2531 - Harnessing Lactate-Efflux Inhibition to Sensitize Radiotherapy: A Metabolic-Immune Dual-Targeting Strategy for NSCLC
Presenter(s)
W. Yuan, Y. Wang, X. Liu, L. Kong, M. Zhou, Y. Sun, and K. Yang; Cancer Center, Union Hospital, Tongji Medical College, Huazhong University of Science and Technology, Wuhan, China
Purpose/Objective(s): Radiotherapy remains a cornerstone in lung cancer treatment, yet radioresistance limits its clinical efficacy. Current strategies predominantly focus on restricting DNA damage repair process, overlooking radiotherapy's role as a metabolic reprogrammer. Although tumor metabolic heterogeneity is known to sustain malignancy and shape microenvironments, the metabolic consequences of radiotherapy remain poorly defined. Our metabolic profiling revealed lactate accumulation in post-irradiation TME. Thus, this study aims to interrogate the roles of lactate-enriched TME in radioresistance and identify targetable metabolic vulnerabilities, thereby exploring metabolism-targeted therapies to achieve radiosensitization.

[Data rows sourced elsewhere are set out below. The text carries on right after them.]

Issue #1057, opened 2018-05-08
TAN list token type


cornelinux:
The TAN list token is a simple, unordered list of TANs.

The TANs can be used in any arbitrary order. If a TAN is used, it is deleted from the token.

The TANs can be imported with a script and the following CSV:

    username, resolver, realm, serial, tokentype, otplen, tan1, tan2....

# Idea of implementation

The TANs are stored in the tokeninfo field of the token as key/value pairs. The key might be something like "token_tan" for all TANs.

The TAN is stored in a salted hash way. The salt is saved in the otpkey of the token.

In the event of authentication, we can salt the given OTP value, hash it and run a select on the tokeninfo table. If a value is found, authentication is successful and the tan is removed.

**Note:** We need to think about the token detail view in the UI. Otherwise we will fill up the view with all the hashed TANs.

berndnicklas:
Hi Cornelius,

as answer to your personal E-Mail: Yes, the required token type is no iTAN, which means no challenge-response and each user can decide the order of the provided TANs.

Best,

Bernd

cornelinux:
Some initial thoughts:

* Tokentype: **tan**
* Token Identifier: **PITN**
* otpkey is used for encrypted **salt**
* Key of the tokeninfo: **tan.tan**, to identifiy, that this is a value of a tan token (compare to "radius.identifier".)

Materials/Methods: Metabolic perturbations were investigated through metabolomic profiling of tumor interstitial fluid (TIF) collected at 48h post-irradiation. Glycolytic flux was quantitatively assessed via 13C6-glucose-based metabolic flux analysis. Lactate dynamics were assessed through ECAR measurements using Seahorse XF24 system. Protein interaction of MCT4 were deciphered through CO-IP-MS. Mct4-knockout cells were established via CRISPR-Cas9 technology. ScRNA sequencing was conducted on dissociated tumors from subcutaneous Lewis models.
Results: Metabolomic profiling of irradiated tumors revealed a significantly elevation of lactate in TIF. Subsequent functional analyses demonstrated that radiation induces metabolic reprogramming in NSCLC cells, characterized by amplified glycolytic flux, elevated ECAR, and enhanced lactate secretion. Proteomic screening identified MCT4 as the most prominently upregulated glycolytic regulators post-irradiation. Further investigation into mechanism revealed that radiation triggers RAB3B expression, which competes with Hsc70 for binding to MCT4, inhibiting the Hsc70-mediated chaperone-mediated autophagy of MCT4. In vitro, MCT4 blockade attenuated radiation-induced glycolytic potentiation, suppressed lactate efflux, and intensified cytoplasmic acidification, ultimately synergizing with radiation to promote apoptosis. In vivo, Gene depletion of Mct4 reversed lactate-enriched acidic TME. ScRNA-sec analysis demonstrated that Mct4 deficiency suppresses polarization of immunosuppressive N2-neutrophils. Flow cytometry validated that genetic or pharmacological (VB124) inhibition of tumor-derived lactate export significantly reduced N2 neutrophil infiltration, thereby potentiating radiotherapy efficacy.
Conclusion: Our study demonstrates that radiation reprograms tumor metabolism by enhancing glycolytic capacity and driving lactate accumulation in the TME via RAB3B-mediated recycling of MCT4. This lactate surge polarizes neutrophils toward N2 phenotype. Our findings propose that targeting MCT4 exerts dual therapeutic effects: reversing radiation-induced metabolic adaptation and disrupting immunosuppressive neutrophil remodeling.